Second, and more fundamentally: one pool for everything. The fast transactional queries (get a user, fetch an order, update a cart) shared the same 20-connection pool as multi-second analytical queries. That's like having a single-lane road for both commuter traffic and freight trains. The freight doesn't move faster, but it blocks everything behind it.

// Before: one pool, all traffic
const pool = new Pool({
  max: 20,
  connectionTimeoutMillis: 0, // wait forever
});
 
// After: separate pools, separate concerns
const transactionalPool = new Pool({
  max: 20,
  connectionTimeoutMillis: 5000,
});
 
const analyticalPool = new Pool({
  max: 5,
  connectionTimeoutMillis: 30000,
});

The fix

We did three things. First, we created a separate connection pool for the reporting endpoint with its own max of five connections and a 30-second timeout. The report slowed down slightly because it could only run five parallel queries instead of eight, but it went from taking 45 seconds to about 70 seconds. The finance team didn't notice.

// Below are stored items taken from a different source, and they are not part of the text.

PR #6356, opened 2026-07-14
[Fix] OrderDetail show when order not purchased

joaquinco:
# Notes

Fix order detail show page when order is not purchased, thus `ordered_at` attribute is nil causing the readonly form to attempt to fetch the value from the form object which is the order.

The order page can be access from the sanger sequencing submission page, before it's purchased.

### DIFF
--- a/spec/requests/order_details_spec.rb
+++ b/spec/requests/order_details_spec.rb
@@ -3,6 +3,74 @@
 require "rails_helper"
 
 RSpec.describe "order_details" do
+  describe "show" do
+    let(:user) { create(:user) }
+    let(:account) do
+      create(:setup_account).tap do |account|
+        create(:account_user, :purchaser, user:, account:)
+      end
+    end
+    let(:product) { create(:setup_item) }
+    let(:facility) { product.facility }
+    let(:action) do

Second, we set connectionTimeoutMillis to 5 seconds on the main pool. If all connections are busy, fail fast and let the client retry. No more infinite queue.

Third — and this was the real fix — we moved the report queries to a read replica. The reporting endpoint got its own pool pointed at the replica, completely isolating it from the transactional workload. The main pool never saw the analytical queries again.

We also added pool metrics to their Grafana dashboard: active connections, idle connections, waiting count, and wait time P95. It was one of those things where the team said "we should have had this from the start" — which is what everyone says, and almost nobody does proactively.

Note

If you're using node-postgres, pool.totalCount, pool.idleCount, and pool.waitingCount are right there. Exposing them to Prometheus takes about ten lines of code. Do it before you need it.

Shared pools, shared problems

Connection pools are shared resources, and shared resources have the same fundamental problem everywhere: one bad tenant can ruin it for everyone. A pool doesn't know the difference between a 5ms lookup and a 45-second aggregation. It just hands out connections and waits for them to come back.

The pattern I keep seeing is teams that size their pool for average load and average query duration. That works until something non-average shows up. A migration. A new report. A background job that someone added six months ago and nobody remembers. The pool doesn't care about intent — it just runs out.

If your application mixes fast and slow queries through the same pool, it's not a question of whether you'll hit contention. It's when. And it'll probably happen at the worst possible time, because slow queries hurt most when traffic is high and connections are already scarce.

What's quietly holding connections in your system right now?